Problem 5: Identifying Study Types

For each scenario, identify whether it's an observational study or an experiment, and explain what conclusions can be drawn:

a) Researchers randomly assign some classrooms to use a new math curriculum while others continue with the standard curriculum. They compare test scores at the end of the year.

b) A hospital records which patients choose to have surgery versus medication for back pain, then follows up on their outcomes.

c) Scientists compare cancer rates between people who live near power lines and those who don't.

d) A tech company randomly shows half its users a new interface design and the other half the old design, then measures engagement.

Answers: a) This is an experiment (random assignment to curricula).
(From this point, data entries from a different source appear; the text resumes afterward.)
PR #2557, opened 2020-04-02
[Cloud Run] Auth Snippet

averikitsch:
Fixes #<issue_number_goes_here>

- [ ] Tests pass

### DIFF
--- a/run/authentication/src/test/java/com/example/cloudrun/AuthenticationTest.java
+++ b/run/authentication/src/test/java/com/example/cloudrun/AuthenticationTest.java
@@ -1,0 +1,59 @@
+/*
+ * Copyright 2020 Google LLC
+ *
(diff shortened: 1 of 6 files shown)


run/authentication/src/test/java/com/example/cloudrun/AuthenticationTest.java
```diff
@@ -0,0 +1,59 @@
...
+  @After
+  public void tearDown() {
+    System.setOut(null);
+  }
+
+  @Test
+  public void canMakeGetRequest() throws IOException {
+    String url = "http://example.com/";
+    String expectedResp;
+    if (System.getenv("GOOGLE_CLOUD_PROJECT") != null) {
```
grayside, line 49: If run locally, `GOOGLE_CLOUD_PROJECT` is completely optional. If run without that variable set it may be worth logging some corrective instruction.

Conclusion: If the new curriculum group scores higher, we can conclude the curriculum caused better learning—the random assignment of classrooms balances other factors.

b) This is an observational study (patients chose their treatment). Conclusion: We can only say treatment choice is associated with outcomes. Patients who choose surgery may differ from those who choose medication in severity, overall health, or willingness to take risks. These differences, not the treatment itself, might explain different outcomes.

c) This is an observational study (researchers observed existing locations). Conclusion: We can only find associations between location and cancer rates. People living near power lines might differ in socioeconomic status, housing quality, or other factors that affect health. We cannot conclude power lines cause cancer from this study.

d) This is an experiment (random assignment to interface). Conclusion: If the new interface group shows higher engagement, we can conclude the new design causes better engagement. Random assignment ensures the groups are comparable, so differences must be due to the interface.